Exercise details |
Your answer should be the entries below, reproduced character for character.

Source data |
PR #1392, opened 2023-05-12
Fix nits.

vrabaud:
As mentioned in https://github.com/AOMediaCodec/libavif/pull/999


y-guyon (approved):
I suggest a more descriptive commit name (can be replaced during squash).

wantehchang (commented):
LGTM. Thanks.

PR #1393, opened 2023-05-12
Fail upon unknown tile item type in grid

y-guyon:


src/read.c
```diff
@@ -1353,86 +1339,93 @@ static avifCodecType avifDecoderItemGetGridCodecType(const avifDecoderItem * gri
...
+
+        if (firstTileItem == NULL) {
+            firstTileItem = item;
+
+            // Adopt the configuration property of the first image item tile, so that it can be queried from
+            // the top-level color/alpha item during avifDecoderReset().
+            const char * configPropName = memcmp(item->type, "av02", 4) ? "av1C" : "av2C";
+            const avifProperty * srcProp = avifPropertyArrayFind(&item->properties, configPropName);
+            if (!srcProp) {
+                avifDiagnosticsPrintf(&decoder->diag, "Grid image's first tile is missing an %s property", configPropName);
```
jzern, line 1391: `tile` or its contents need to be cleaned up here and in other locations, or is the cleanup expected when the backing array is destroyed?

jzern (approved):

src/read.c
y-guyon: I see that `avifDecoderDataDestroy()` calls `avifDecoderDataClearTiles()` so it should be fine.

src/read.c
```diff
@@ -1087,58 +1087,44 @@ static avifResult avifDecoderItemValidateProperties(const avifDecoderItem * item
...
             avifDecoderItem * tile = &item->meta->items.item[i];
-            if (tile->dimgForID == item->id) {
-                // Skip the same items as avifDecoderGenerateImageGridTiles().
-                if (avifGetCodecType(item->type) == AVIF_CODEC_TYPE_UNKNOWN) {
-                    continue;
-                }
+            if (tile->dimgForID != item->id) {
+                continue;
+            }
+            // Tile item types were checked in avifDecoderGenerateImageTiles(), no need to do it here.
```
wantehchang, line 1095: Yannis: The function that checks tile item types is `avifDecoderGenerateImageGridTiles`. Since `avifDecoderGenerateImageTiles` calls `avifDecoderGenerateImageGridTiles`, this comment is still correct. But I was wondering if you meant to say "avifDecoderGenerateImageGridTiles" here.

wantehchang: Thanks for the confirmation. I thought that might be why you used "avifDecoderGenerateImageTiles" in the comment and wanted to confirm it with you.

Exercise result |
PR #1392, opened 2023-05-12
Fix nits.

vrabaud:
As mentioned in https://github.com/AOMediaCodec/libavif/pull/999


y-guyon (approved):
I suggest a more descriptive commit name (can be replaced during squash).

wantehchang (commented):
LGTM. Thanks.

PR #1393, opened 2023-05-12
Fail upon unknown tile item type in grid

y-guyon:


src/read.c
```diff
@@ -1353,86 +1339,93 @@ static avifCodecType avifDecoderItemGetGridCodecType(const avifDecoderItem * gri
...
+
+        if (firstTileItem == NULL) {
+            firstTileItem = item;
+
+            // Adopt the configuration property of the first image item tile, so that it can be queried from
+            // the top-level color/alpha item during avifDecoderReset().
+            const char * configPropName = memcmp(item->type, "av02", 4) ? "av1C" : "av2C";
+            const avifProperty * srcProp = avifPropertyArrayFind(&item->properties, configPropName);
+            if (!srcProp) {
+                avifDiagnosticsPrintf(&decoder->diag, "Grid image's first tile is missing an %s property", configPropName);
```
jzern, line 1391: `tile` or its contents need to be cleaned up here and in other locations, or is the cleanup expected when the backing array is destroyed?

jzern (approved):

src/read.c
y-guyon: I see that `avifDecoderDataDestroy()` calls `avifDecoderDataClearTiles()` so it should be fine.

src/read.c
```diff
@@ -1087,58 +1087,44 @@ static avifResult avifDecoderItemValidateProperties(const avifDecoderItem * item
...
             avifDecoderItem * tile = &item->meta->items.item[i];
-            if (tile->dimgForID == item->id) {
-                // Skip the same items as avifDecoderGenerateImageGridTiles().
-                if (avifGetCodecType(item->type) == AVIF_CODEC_TYPE_UNKNOWN) {
-                    continue;
-                }
+            if (tile->dimgForID != item->id) {
+                continue;
+            }
+            // Tile item types were checked in avifDecoderGenerateImageTiles(), no need to do it here.
```
wantehchang, line 1095: Yannis: The function that checks tile item types is `avifDecoderGenerateImageGridTiles`. Since `avifDecoderGenerateImageTiles` calls `avifDecoderGenerateImageGridTiles`, this comment is still correct. But I was wondering if you meant to say "avifDecoderGenerateImageGridTiles" here.

wantehchang: Thanks for the confirmation. I thought that might be why you used "avifDecoderGenerateImageTiles" in the comment and wanted to confirm it with you.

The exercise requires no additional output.